Question

How do you find the tangent lines of parametric curves?

Show that the curve with parametric equations `x=sint`, `y=sin(t+sint)` has two tangent lines at the origin and find their equations. Illustrate by graphing the curve and its tangents.

Answer 1

`y=2x` and `y=0`

Explanation:

`x=sin(t), y=sin(t+sin(t))`

First find the derivative:

`dx/dt=cost`

`dy/dt = (1+cost)cos(t+sint)`

`dy/dx=dy/dt*dt/dx=((1+cost)cos(t+sint))/cost`

At the origin we have: `x=0` and `y=0` so from the x-coordinate:

`0=sin(t)-> t_0=0, t_1=pi`

(There are of course more values which may satisfy this but the periodicity of the sine and cosine functions means that the other solutions such as `t=2pi,4pi,...` will return the same tangent as `t=0` and `t=3pi,5pi,...` will return the same tangent as `t=pi` so we need only consider the two solutions stated).

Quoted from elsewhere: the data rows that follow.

PR #101, opened 2023-06-07
Feature resend decide ss

### LINKED ISSUE #68: Complete reconnection automation

kevin-harrison:

## Issues

Fix #68  by resending the decides of StopSigns.

## Breaking Changes
 - The trait function `Storage::set_stopsign(&mut self, s: StopSign) -> StorageResult<()>`'s signature changes to `Storage::set_stopsign(&mut self, s: Option<StopSign>) -> StorageResult<()>`.

## Other Changes
 - Fixed AcceptSync bugs by changing how Stopsign's and Snapshots are created.
 - Accounts for a bug in CommitLog when appending an empty set of entries.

Checking that these values of `t` satisfy `y=0`

`y=sin(0+sin(0))=0`
`y=sin(pi+sin(pi))=sin(pi+0)=0`

So `y` is also satisfied. Put these values of `t` into `dy/dx` to find the gradient of the tangent line:

For `t=0`:
`(dy/dx)_0=((1+cos(0))cos(0+sin0))/cos(0)=(2*cos(0))/cos(0)=2`

For `t=pi`

`(dy/dx)_1=((1+cos(pi))cos(pi+sinpi))/cos(pi)`

`(dy/dx)_1=((1-1)cos(pi))/cos(pi)=0`

So we have the gradients to our two tangent lines:

`m_(tan0)=2` and `m_(tan1)=0`

We also have a point at which the lines pass through, the origin: `(0,0)`

Obviously, for the equation of a straight line `y=mx+c` any line which passes through the origin will simply have `c=0.` Therefore our two tangents will be:

`y_1=2x` and `y=0`

When graphed, they look like this:

Generated on Mathematica

The blue line is the original parametric function and, the red line is `y=2x` and the green line (lying right on the x-axis) is `y=0`.